4. Average estimates across simulations
We compute the Monte Carlo average of the parameter estimates across the 100 runs.
avg_naive = Reduce("+", naive_tabs) / B
avg_corrected = Reduce("+", corrected_tabs) / B
cat("\nAverage Naive Logistic Estimates (B = ", B, "):\n", sep = "")
#>
#> Average Naive Logistic Estimates (B = 100):
print(round(avg_naive, 5))
#> Estimate Std. Error z value Pr(>|z|) OR CI.low CI.high
#> (Intercept) -2.46347 0.07564 -32.57857 0.00000 0.08536 0.07362 0.09896
#> myz1 0.32896 0.05891 5.58205 0.00001 1.39137 1.23960 1.56175
#> myz2 0.31140 0.06348 4.90541 0.00038 1.36817 1.20808 1.54949
#> W1 0.45731 0.07129 6.41244 0.00000 1.58342 1.37684 1.82102
#> W2 0.44009 0.12598 3.49568 0.01636 1.56768 1.22472 2.00674
cat("\nAverage Corrected Logistic Estimates (B = ", B, "):\n", sep = "")
#>
#> Average Corrected Logistic Estimates (B = 100):
print(round(avg_corrected, 5))
#> Estimate Std. Error z value Pr(>|z|) OR CI.low CI.high
#> (Intercept) -2.46506 0.07559 -32.62875 2.00000 0.08522 0.07352 0.09880
#> myz1 0.40418 0.07632 5.29511 0.00003 1.50144 1.29271 1.74396
#> myz2 0.39760 0.08593 4.62977 0.00093 1.49393 1.26225 1.76824
#> W1 0.40044 0.07559 5.29969 0.00005 1.49629 1.29017 1.73539
#> W2 0.41099 0.12687 3.24107 0.02646 1.52313 1.18781 1.95316
5. Coverage-rate (CR) calculation
Finally, we evaluate whether the true OR = 1.5 lies within the 95% confidence intervals.

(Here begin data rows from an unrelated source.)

PR #38, opened 2019-08-21
Application Structural Refactor

### LINKED ISSUE #19: Improve code structure

### LINKED ISSUE #25: Switch tests from Mocha+Chai to Jest
I now believe that Jest tests are much cleaner. Plus, Jest can run tests in parallel for better performance and has mocking built-in, as well as coverage reports!

miguelpduarte:
Closes #19. Closes #25.

Currently going for a mix of the Bulletproof architecture mentioned in the issue, Ruby on Rails (it has a pretty good architecture imo, despite ruby being weird) and some of my own opinions.

This is in the very early stages, but opinions are welcome as this is a core concern for future development.


miguelpduarte:
Also closes #25

.env
```diff
@@ -13,4 +13,4 @@ DB_NAME=nijobs
 SESSION_SECRET=O Rui foi membro do IEEE.
 
 # Specifies the port in which the app will be exposed
-PORT=8000
+PORT=8087
```
imnotteixeira: Why this change? Anything in particular?

src/loaders/express.js
```diff
@@ -23,33 +25,35 @@ module.exports = (app) => {
...
+    // Adds route logging
+    app.use(morgan("common"));
 
-        // Request methods to allow
+    // Adding headers (CORS)
+    app.use((_, res, next) => {
+        // Allow connections for all origins
+        res.setHeader("Access-Control-Allow-Origin", "*");
+        // Allowed request methods
         res.setHeader("Access-Control-Allow-Methods", "GET, POST, OPTIONS, PUT, PATCH, DELETE");
```
imnotteixeira: Are we using all of these? Shouldn't we remove the ones we don't use?

src/loaders/express.js
```diff
@@ -23,33 +25,35 @@ module.exports = (app) => {
...
-    // Website to allow to connect
-        res.setHeader("Access-Control-Allow-Origin", "*");
+    // Adds route logging
+    app.use(morgan("common"));
 
-        // Request methods to allow
+    // Adding headers (CORS)
+    app.use((_, res, next) => {
+        // Allow connections for all origins
+        res.setHeader("Access-Control-Allow-Origin", "*");
```
imnotteixeira: We should have an `env` variable with the allowed origins, for more safety. It is not that hard and we could customize it to allow only our applications for now (nijobs-fe, for example). Surely for development environment, we could have the `*` the same way.

.env
miguelpduarte: Collided with a lot of stuff that opens listens on 8000 by default.

src/loaders/express.js
miguelpduarte: This is CORS, which will be necessary for any API.

.env
imnotteixeira: :+1:

src/loaders/express.js
miguelpduarte: If you are mentioning the allowed methods, this was probably just a left-over copy pasta from somewhere online for enabling CORS for node+express

src/loaders/express.js
miguelpduarte: This is a valid future concern, please create an issue mentioning your comment for increased context.

src/loaders/express.js
imnotteixeira: I was asking if all the http methods there will be used, if not, they can be removed from the `Access-Control-Allow-Methods` Header

miguelpduarte: I don't really see a problem, as they would not match any endpoint and just return a 404. But I get what you mean.

miguelpduarte:
Derped with the force pushes, fixed the problem and amended the commit but forgot to add the files 🙃 

Sorry for the spam there 😅

src/loaders/express.js
imnotteixeira: Here you go: #41

miguelpduarte: Thanks!

miguelpduarte:
The tests were hanging, and jest traced it to some `supertest` stuff. Found https://github.com/nodkz/mongodb-memory-server and in fact it seems that the problem was not disconnecting from the `mongo` server in the end of the test suites 🙃

src/api/middleware/errorHandler.js
```diff
@@ -0,0 +1,56 @@
+const { isCelebrate } = require("celebrate");
+const EscapeHtml = require("escape-html");
+
+const { errorExtractor } = require("../../lib/dbErrorExtractor");
+
+const ERROR_TYPES = Object.freeze({
```
imnotteixeira: Let's rename this variable to ErrorTypes, so it can be used as ErrorTypes.FORBIDDEN, for example, I think it is more common, at least in java. (does not have to be changed here, but it should, to ensure consistency)

src/lib/dbErrorExtractor.js
```diff
@@ -0,0 +1,41 @@
...
+    UNDETERMINED_ERROR: 1,
+    DUPLICATED_KEY: 2,
+});
+
+const errorExtractor = (err) => {
+    if (handlers.hasOwnProperty(err.code)) {
+        return handlers[err.code](err);
+    }
+    return {
+        type: DB_ERROR_TYPES,
```
imnotteixeira: This should be an actual error type, not the enum :D

src/lib/dbErrorExtractor.js
```diff
@@ -0,0 +1,41 @@
+const DB_ERROR_TYPES = Object.freeze({
```
imnotteixeira: Same thing, change to `DBErrorTypes`

src/loaders/express.js
```diff
@@ -0,0 +1,67 @@
...
+        res.setHeader("Access-Control-Allow-Headers", "X-Requested-With, content-type, authorization");
+        // Because we need the website to include cookies in the requests sent
+        // to the API (we are using sessions)
+        res.setHeader("Access-Control-Allow-Credentials", true);
+        // Continue to next layer of middleware
+        return next();
+    });
+
+    // Health check endpoint
+    app.get("/", (_, res) => res.status(200).json({ "online": true }));
```
imnotteixeira: The fact that the server is answering (200 response) is enough to know that it is online. Instead, we could send the API version in the response (add it to .env?)

src/services/auth.js
```diff
@@ -0,0 +1,21 @@
+// TODO: Use typedi or similar
+const Account = require("../models/Account");
+
+class AuthService {
+    constructor() {
```
imnotteixeira: Empty constructor is not required

src/services/auth.js
```diff
@@ -0,0 +1,21 @@
...
+
+    }
+
+    async register(username, password) {
+        const account = await Account.create({
+            username: username,
```
imnotteixeira: You can use the smaller syntax 
```js
{
    username,
    password
}
```

src/services/auth.js
```diff
@@ -0,0 +1,21 @@
...
+            password: password,
+        });
+
+        return {
+            username: account.username,
```
imnotteixeira: We can use `{ username }` directly, since it will be the same as `account.username`

src/setupTests.js
```diff
@@ -0,0 +1,35 @@
...
+//----------------------------------
+
+// During the test the env variable must be set to test
+if (process.env.NODE_ENV !== "test") {
+    console.error("Entered test files without being in the test environment, aborting!");
+    process.exit(55);
+}
+
+const mongoose = require("mongoose");
+// Ocurrs before all the tests, only once
```
imnotteixeira: Grammarly your code: `occurs`

src/api/middleware/errorHandler.js
```diff
@@ -32,10 +34,23 @@ const handler = () => (err, req, res, next) => {
...
+        return next(err);
+    }
+
+    const result = {
+        success: false,
+        error_code: ERROR_TYPES.DB_ERROR,
+        error: errorExtractor(err),
+    };
+
+    return res.status(500).send(result);
```
miguelpduarte: Currently, in the only case that this happens the status should probably be 400. But we should revisit this later, the status should be calculated from some more context, such as a `req.something` added by the request handler to give context to the db error handler.

src/api/middleware/validators/auth.js
```diff
@@ -0,0 +1,10 @@
+const { celebrate, Joi } = require("celebrate");
```
miguelpduarte: We should switch to [`express-validator`](https://www.npmjs.com/package/express-validator) because of this: https://www.npmtrends.com/celebrate-vs-express-validator

src/loaders/express.js
miguelpduarte: The json content could be empty, this content is just so that it is not, for easier checking of the app being online via a browser or something that might hide an empty response.

miguelpduarte: I don't think we have discussed versioning, so I'd rather not dive into that now (at least not in this PR, it's already huge)

src/services/auth.js
miguelpduarte: This had the purpose of setting up dependency injection using something like `typedi`, but was stopped in the interim due to other things being more relevant at the time.

miguelpduarte: However, it can be removed without any issue

src/services/auth.js
miguelpduarte: Ideally so, but some hooks in the Model might change it, due to trimming or something of the sort. I see no problem with leaving this as is.

src/setupTests.js
miguelpduarte: :cry:

miguelpduarte:
Resolved the conflicts via rebasing develop into this branch

src/services/auth.js
imnotteixeira: bump

miguelpduarte: A bit nitpicking, but fixed :stuck_out_tongue:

Coverage is computed as the percentage of simulation replicates whose CI covers the true OR.
Good coverage (~95%) indicates that the variance estimator is accurate.
Naïve estimates typically show attenuation bias and poor coverage, while corrected estimates should recover the true slope with coverage close to the nominal level.
inside_ci = function(tab, i, truth = OR_true) {
ci = tab[i , c("CI.low", "CI.high")]
ci[1] <= truth && truth <= ci[2]
}
row_z1 = which(rownames(avg_naive) == "myz1")
row_z2 = which(rownames(avg_naive) == "myz2")
coverage = function(tab_list, row) {
mean(sapply(tab_list, function(tab) inside_ci(tab, row))) * 100
}
cov_z1_naive = coverage(naive_tabs, row_z1)
cov_z1_corr = coverage(corrected_tabs, row_z1)
cov_z2_naive = coverage(naive_tabs, row_z2)
cov_z2_corr = coverage(corrected_tabs, row_z2)
cat("\nCoverage of TRUE OR = 1.5 for error-prone exposure z1:\n")
#>
#> Coverage of TRUE OR = 1.5 for error-prone exposure z1:
cat(sprintf(" • Naive : %5.1f %%\n", cov_z1_naive))
#> • Naive : 73.0 %
cat(sprintf(" • Regression Calibration: %5.1f %%\n", cov_z1_corr))
#> • Regression Calibration: 96.0 %
cat("\nCoverage of TRUE OR = 1.5 for error-prone exposure z2:\n")
#>
#> Coverage of TRUE OR = 1.5 for error-prone exposure z2:
cat(sprintf(" • Naive : %5.1f %%\n", cov_z2_naive))
#> • Naive : 70.0 %
cat(sprintf(" • Regression Calibration: %5.1f %%\n", cov_z2_corr))
#> • Regression Calibration: 92.0 %
Summary
This document illustrates the use of the RegCalReliab package for regression calibration under measurement error in logistic regression models. Two study designs are demonstrated:
External reliability studies, where replicate measurements are collected on a separate sample.
Internal reliability studies, where replicates are collected within the main study.
In both cases, we simulate data with two error-prone exposures (z1, z2) and two error-free covariates (W1, W2). The true odds ratio for each exposure is set to 1.5.
Key findings from the simulations:
Naïve logistic regression, which ignores measurement error, shows attenuation bias (estimates biased toward the null) and poor confidence interval coverage.
Regression calibration corrects for the bias, yielding average estimates closer to the true odds ratio.
Coverage probabilities of the 95% confidence intervals for regression calibration are close to the nominal level (~ 95%), indicating that the method recovers valid inference under both external and internal reliability designs.
Overall, the document demonstrates that regression calibration is an effective and practical method for addressing measurement error in regression models, and the RegCalReliab package provides a unified framework for implementation in both external and internal reliability studies.